Dutch painting in the Hermitage. The twenty-first-century view
Who can be unaware that the Hermitage has one of the world’s largest collections of Dutch seventeenth- and eighteenth-century painting? Today it consists of over one and a half thousand pictures. Many of the masterpieces, by Rembrandt, Frans Hals, Jacob van Ruisdael, Paulus Potter, Frans van Mieris, Gerard ter Borch and Pieter de Hooch and others, have been shown at exhibitions in Western Europe and North America in recent decades. This part of the collection is thus well known to the foreign public and to foreign art historians.
Inside the Museum, works by Northern Netherlandish painters are displayed in a series of six large rooms. Some three hundred works fill this impressive gallery, encompassing nearly all aspects of the Dutch Golden Age. Viewers can see works by almost all the most outstanding artists of the period, with few exceptions (among them Johannes Vermeer and Pieter Saenredam), from Mannerism to the late seventeenth century.

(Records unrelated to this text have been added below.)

PR #4098, opened 2020-11-20
Admin, Customers, Edit Customer: Fixes for php notices and hide Company column

torvista:
ZC158 and current,
If the fields company, address second line ("suburb"), and state are disabled in admin configuration customers, Edit customer and save produces the notices
PHP Notice: Undefined index: entry_suburb in ..\zencart-158\admin\customers.php on line 97.
PHP Notice: Undefined index: entry_company in ..\zencart-158\admin\customers.php on line 101.
PHP Notice: Undefined index: entry_state in ..\zencart-158\admin\customers.php on line 102.
PHP Notice: Undefined variable: entry_zone_id in ..\zencart-158\admin\customers.php on line 185.

I've also set the Company column to hide on the listing when disabled.

### DIFF
--- a/admin/customers.php
+++ b/admin/customers.php
@@ -704,12 +704,13 @@ if (zen_not_null($action)) {
                     <a href="<?php echo zen_href_link(basename($PHP_SELF), zen_get_all_get_params(array('list_order', 'page')) . 'list_order=firstname', 'NONSSL'); ?>"><?php echo ($_GET['list_order'] == 'firstname' ? '<span class="SortOrderHeader">Asc</span>' : '<span class="SortOrderHeaderLink">Asc</span>'); ?></a>&nbsp;
                     <a href="<?php echo zen_href_link(basename($PHP_SELF), zen_get_all_get_params(array('list_order', 'page')) . 'list_order=firstname-desc', 'NONSSL'); ?>"><?php echo ($_GET['list_order'] == 'firstname-desc' ? '<span class="SortOrderHeader">Desc</span>' : '<span class="SortOrderHeaderLink">Desc</span>'); ?></a>
                   </th>
+                  <?php if (ACCOUNT_COMPANY === 'true') { ?>
                   <th class="dataTableHeadingContent">
                     <?php echo (($_GET['list_order'] == 'company' or $_GET['list_order'] == 'company-desc') ? '<span class="SortOrderHeader">' . TABLE_HEADING_COMPANY . '</span>' : TABLE_HEADING_COMPANY); ?><br>
                     <a href="<?php echo zen_href_link(basename($PHP_SELF), zen_get_all_get_params(array('list_order', 'page')) . 'list_order=company', 'NONSSL'); ?>"><?php echo ($_GET['list_order'] == 'company' ? '<span class="SortOrderHeader">Asc</span>' : '<span class="SortOrderHeaderLink">Asc</span>'); ?></a>&nbsp;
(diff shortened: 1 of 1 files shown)


drbyte:
Disabling the Company field may not be the best approach.
The Admin should be able to see/edit the fields even if they are not normally displayed to the customer. Otherwise if the switch had been enabled at some point but later disabled, how would you be able to correct the previously-entered data?

That said, obviously some of these input fields are not being displayed, thus causing the missing $_POSTs that you're initializing.

I wonder if a better solution is that the conditions which are hiding the fields need to be removed?

torvista:
> The Admin should be able to see/edit the fields even if they are not normally displayed to the customer. Otherwise if the switch had been enabled at some point but later disabled, how would you be able to correct the previously-entered data?

Company Field: is already hidden in the Edit screen when disabled. I thought it would be consistent to also hide it in the listing, where space is at more of a premium. That's nothing to do with the php notices.
Based on your comment, this should be shown always on both screens.

So you are suggesting show all fields always in the admin?

Regarding unused inputs, there are three different approaches used in the code, which I thought should be reviewed to make them consistent, but not wishing to get shouted at for fixing stuff that was not broken, decided to add the minimum fix and leave the rest well alone.

drbyte:
> Company Field: is already hidden in the Edit screen when disabled. 

Correct. My comment was pointing out that maybe we shouldn't have done that.

> Based on your comment, this should be shown always on both screens.

I acknowledge the inconsistency.

> I thought it would be consistent to also hide it in the listing, where space is at more of a premium. 

Understood. If that change had been a separate PR we could have discussed it independently of initializing those other fields.

> So you are suggesting show all fields always in the admin?

My comment was not intended to be a statement suggesting any sweeping changes across the whole of the admin.

> decided to add the minimum fix and leave the rest well alone.

appreciated
👍

drbyte:
I'm going to merge this.

Just be aware that maybe the changes you made for the ACCOUNT_COMPANY switch might get changed again before release.

torvista:
What about hiding the Group Pricing and Coupon columns if those functionalities are not in use?
I have combined the ID and Date created columns as they are essentially the same.
Also the address column needs some tlc.

drbyte:
> What about hiding the Group Pricing and Coupon columns if those functionalities are not in use?

That depends on how you determine that "those functionalities are in use".

There's no "switch" to turn Group Pricing on/off. So how are you choosing whether that column should appear?

By "Coupon" column, do you mean "GV Balance"? What if a customer does have a GV Balance even if you're no longer offering the feature? Should that balance show? 

> I have combined the ID and Date created columns as they are essentially the same.

That means the created-date and last-login-date wouldn't appear together anymore, right?

Are you treating them as "the same" because that makes sorting easier? (ref: your other discussions about changing this UI)

----

While the attention being paid to this interface is appreciated, I think all the changes you're contemplating should be in separate PRs, not merely separate commits within a single PR.
This way the things that are easily reviewed and agreed-to can be quickly merged, and the things that may need discussion can be reviewed and discussed separately, independent of other proposed changes.

torvista:
They would all be in separate PRs.

Just simple checks.
Group Pricing; check if anything is defined in that table.
GV: if the order total module is enabled.

> Are you treating them as "the same" because that makes sorting easier?

No. I thought about the ID column being the only one not sortable, then realised the ids are in parallel with the date created, so why have two columns for what is essentially the same data.

I would not consider the date created and date of last login related to each other.

All of this just reduces use of space / display of unused information, and allows more space for extra custom fields.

The evolution of the different genres in painting is set out in the Tent Room, while the surrounding rooms present pictures by the Utrecht Caravaggisti and by the Pre-Rembrandtists of Amsterdam.
A whole section is composed of works by Dutch portrait painters, including three monumental group portraits by Bartholomeus van der Helst. About fifty small paintings, mostly by the Leiden fijnschilders, are housed in cases in a small Cabinet. At the conceptual heart of the whole display, however, are two adjoining rooms devoted to Rembrandt and his pupils. These are dominated by large history paintings, portraits and tronies.
In general terms the Hermitage exhibition of Dutch painting remains faithful to the format established at the start of the twentieth century but in recent years the number of paintings displayed has nearly doubled. This has been greatly helped by support from the Hermitage Friends in the Netherlands, who financed the restoration of a number of superb works previously kept in storage, among them the monumental Annunciation to the Shepherds of 1649 by Nicolaes Berchem, Jacob Duck’s Soldiers’ Rest of c. 1650, Jan Weenix’s Hunting Trophies of c. 1700 and a View of the Rhine of 1647 by Herman Saftleven III.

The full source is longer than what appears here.